The express trait that gets at this most clearly is “respectable,” that is, the man’s life and words make it easier (rather than harder) to respect him, both within the church and in the broader community. So, leading the lists in both 1 Timothy 3 and Titus 1 is “above reproach.” This likely begins with Christian eyes, though it’s complemented with “outsiders” in 1 Timothy 3:7: “Moreover, he must be well thought of by outsiders, so that he may not fall into disgrace, into a snare of the devil.”
One aspect of this honorable public life is hospitality, which is literally “love of strangers.” Rather than defaulting to fear or dislike of unknown persons, he extends welcome in Christ, whether to the church or into his own home or into conversation.
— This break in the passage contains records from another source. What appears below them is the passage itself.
PR #287, opened 2023-02-21
Remove unused fields

jpbruinsslot:
Removal of unused fields in scheduler models


mula/scheduler/models/boefje.py
```diff
@@ -23,7 +17,8 @@ class BoefjeMeta(BaseModel):
     id: str
     boefje: Boefje
     input_ooi: Optional[str]
-    arguments: Dict[str, Any]
```
ammar92, line 26: This is actually a nice hint, unless the key type is changed?

mula/scheduler/models/boefje.py
```diff
@@ -23,7 +17,8 @@ class BoefjeMeta(BaseModel):
...
+    arguments: Dict = {}
```
ammar92, line 20: Mutable type, use a `Field` with `default_factory` argument

ammar92 (commented):
Just one remark (and one question)

mula/scheduler/models/boefje.py
jpbruinsslot: I changed it to resemble the same structure in boefjes. However I'm ok with reverting it, we should consider changing it to both to the correct form.

mula/scheduler/models/boefje.py
```diff
@@ -23,7 +17,8 @@ class BoefjeMeta(BaseModel):
     id: str
     boefje: Boefje
     input_ooi: Optional[str]
-    arguments: Dict[str, Any]
+    arguments: Dict[str, Any] = Field(default=dict)
```
ammar92, line 20:
```suggestion
    arguments: Dict[str, Any] = Field(default_factory=dict)
```

ammar92 (approved):

Donnype (approved):

underdarknl (approved):

PR #304, opened 2023-02-23
Create volume out of the bytes data dir and change the default

Donnype:
## Changes
This builds rocky as root to have write permissions in the locale directory.

_This section may be skipped or omitted. Uncomment and answer the below questions if relevant._

## Checklist for author(s):
- [ ] This PR comes from a `feature` or `hotfix` branch, in line with our git branching strategy;
- [ ] This PR is "bite-sized" and only focuses on a single issue, problem, or feature;
- [ ] I am not reinventing the wheel: there is no high-quality library that already has this feature;
- [ ] I have performed a self-review of my own code;
- [ ] I have commented my code, particularly in hard-to-understand areas;

If a non-trivial PR:
- [ ] This PR is part of a milestone and has appropriate labels;
- [ ] This PR is properly linked to the project board (either directly or via an issue);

One final piece of honorable public bearing is how the man carries himself in conflict and when upset. Paul says “not violent but gentle.” Gentleness is not the absence of strength, but the addition of virtue to strength. It applies strength in life-giving, rather than life-harming, ways. One last disqualifier is “not quarrelsome.” Mature Christian leaders aren’t afraid to engage when they must, but they don’t go around picking fights for sport (2 Timothy 2:24–26).
Resilient in Conflict
The nature of the Christian faith is such that good leaders are perennially important. Yet, as many of us have learned in tough times, good leaders prove even more precious in conflict. That’s the setting in both Ephesus and Crete, as Paul writes to Timothy and Titus, and it’s foregrounded in 2 Timothy 2:24–26 and in 1 Peter 5:1–5.
“Good pastors, as a local team of sober-minded teachers, shine all the brighter in tough times.”
Good pastors, as a local team of sober-minded teachers, shine all the brighter in tough times, in the times of difficulty and suffering that already were in the first century, that many face today, and that are coming in the days ahead. And so, we pray for humbled, whole, and honorable pastors who together will meet the challenges that come to each local church.
Even as our generation cries wolf, we pray and look expectantly, knowing that such worthy leaders do not emerge by accident, nor are they as rare as some may suspect. Rather, they are divine gifts, sovereignly appointed and provided, supplied by the risen Christ, for the joy and health of his church.